Fifteen years later, in the face of clannish and chiefly jealousy and secrecy surrounding traditional navigation, Thomas earns enough of some islanders’ trust to apprentice himself to one or more navigators. He learns at least some of their secrets and even travels with them aboard breadfruit-wood outriggers to islands even more remote than Satawal. The navigation he saw and learned about may not have been as “magical” as what I experienced—it was based on generations of observations and practice—but much of it was off-limits to most outsiders. Penetrating that secrecy was the key to writing this book, the second (revised and well-illustrated) edition of which I’ve now read. I spent years as a journalist, and I know good journalism when I see it.

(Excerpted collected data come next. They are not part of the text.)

PR #14513, opened 2023-04-05
[Unity] Add rewriting for CUDA graph capturing

vinx13:
This PR added the pass for CUDA graph rewriting. It identifies the regions that can be executed with CUDA graph and lifts them into new functions for runtime capturing.

cc @tqchen @junrushao @spectrometerHBH @MasterJH5574 @masahi @csullivan @sunggg


python/tvm/relax/transform/transform.py
```diff
@@ -726,6 +726,17 @@ def SplitCallTIRByPattern(patterns, fcodegen) -> tvm.ir.transform.Pass:
     return _ffi_api.SplitCallTIRByPattern(patterns, fcodegen)  # type: ignore
 
 
+def RewriteCUDAGraph() -> tvm.ir.transform.Pass:
+    """Rewrite a Relax module for executing with CUDA graph. This pass identifies the regions that
+    can be executed with CUDA graph and lifts them into new functions for runtime graph capturing.
+
+    Returns
+    -------
+    ret: tvm.ir.transform.Pass
```
Hzfengsy, line 735:
```suggestion
    ret: tvm.ir.transform.Pass
        The registered pass for rewriting cuda graph
```

python/tvm/relax/vm_build.py
```diff
@@ -297,6 +297,10 @@ def foo(x: Tensor((3, 4), "float32"), y: Tensor((3, 4), "float32")):
     passes.append(relax.transform.ToNonDataflow())
     passes.append(relax.transform.CallTIRRewrite())
     passes.append(relax.transform.StaticPlanBlockMemory())
+
+    if tvm.transform.PassContext.current().config.get("relax.backend.use_cuda_graph", False):
```
Hzfengsy, line 301: As we want to keep the building pipeline minimum, I'm not sure if there is any other way to decouple cuda graph rewriting and the "minimum" building pipeline. I know it may depends on the static memory planning, so I won't block it but would like us to consider it carefully. Also cc @tqchen

src/relax/transform/rewrite_cuda_graph.cc
```diff
@@ -0,0 +1,512 @@
...
+      return;
+    }
+    ExprMutator::VisitBinding_(op);
+  }
+
+  std::unordered_map<const VarNode*, LiftedFunctionRewritePlan> subgraph_launches;
+  std::unordered_map<const VarNode*, Expr> var_redef_;
+  std::unordered_set<const VarNode*> lifted_bindings_;
+  int index_alloc = 0;
+  int index_capture = 0;
```
Hzfengsy, line 490:
```suggestion
  int index_alloc_ = 0;
  int index_capture_ = 0;
```

src/relax/transform/rewrite_cuda_graph.cc
```diff
@@ -0,0 +1,512 @@
...
+      return;
+    }
+    if (lifted_bindings_.count(op->var.get())) {
+      // The binding is lifted to the subgraph and will be removed from the original function.
+      return;
+    }
+    ExprMutator::VisitBinding_(op);
+  }
+
+  std::unordered_map<const VarNode*, LiftedFunctionRewritePlan> subgraph_launches;
```
Hzfengsy, line 486:
```suggestion
  std::unordered_map<const VarNode*, LiftedFunctionRewritePlan> subgraph_launches_;
```

python/tvm/relax/vm_build.py
tqchen: Perhaps one approach is to lift out the static memory planning and TIR rewrite phases into another function. 

Then cuda graph can call these passes from outside and then pass to build, which detects if the function have already pass the runtime optimization stage, and skips the passes

src/relax/transform/rewrite_cuda_graph.cc
```diff
@@ -0,0 +1,512 @@
...
+ * \brief Pass for transforming Relax module to execute with CUDA graph.
+ *
+ * CUDA graph provides a way to capture a sequence of CUDA kernel launches in the runtime and
+ * save them as a graph. The graph can be executed multiple times with less overhead than launching
+ * kernels individually. This pass rewrites the Relax module to execute with CUDA graph.
+ *
+ * The transformation is done in two steps:
+ *
+ * 1. Identify the regions that can be captured by CUDA graph and create the rewriting plan with
+ * `CUDAGraphRewritePlaner`.
```
masahi, line 31: typo `Planer`

src/relax/transform/rewrite_cuda_graph.cc
```diff
@@ -0,0 +1,512 @@
...
+ * A region is a subgraph of the Relax function that are executed statically. A region is executed
+ * statically if 1) it only depends on the memory allocated internally in the Relax function with
+ * constant shapes, 2) it only contains kernel launches (there are no control flow).
+ *
+ * This transformation is expected to run after `StaticPlanBlockMemory`. After
+ * `StaticPlanBlockMemory`, all the tensors that can be statically allocated are allocated with
+ * `R.memory.alloc_storage` and `R.memory.alloc_tensor`, while other tensors will be allocated via
+ * `R.builtin.alloc_tensor`.
+ *
+ * `CUDAGraphRewritePlaner` is executed at the level of BindingBlock. It first identify all the
```
masahi, line 42: same typo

From the Phoenicians to the present, navigation has evolved, developing—often in secret—around human needs for everything from fish to treasure. Medieval Portuguese fished the grounds off Newfoundland for years without revealing how they got there and made fortunes in the process; Englishmen and other Europeans puzzled over longitude centuries before discovering the virtues of an accurate clock for that purpose; ancient Chinese contributed the magnetic compass. More modern times have given us LORAN (a tall tower was built on Yap to send its signals to aircraft and Navy ships); Satellite Navigation (SatNav) and the Global Positioning System or GPS.
The navigation story will always be a global one, rich with secrets and surprises, and Micronesian navigation is an important part of that story. Steve Thomas’ exploration and telling are real contributions to it.
David D. Platt is former editor of The Working Waterfront.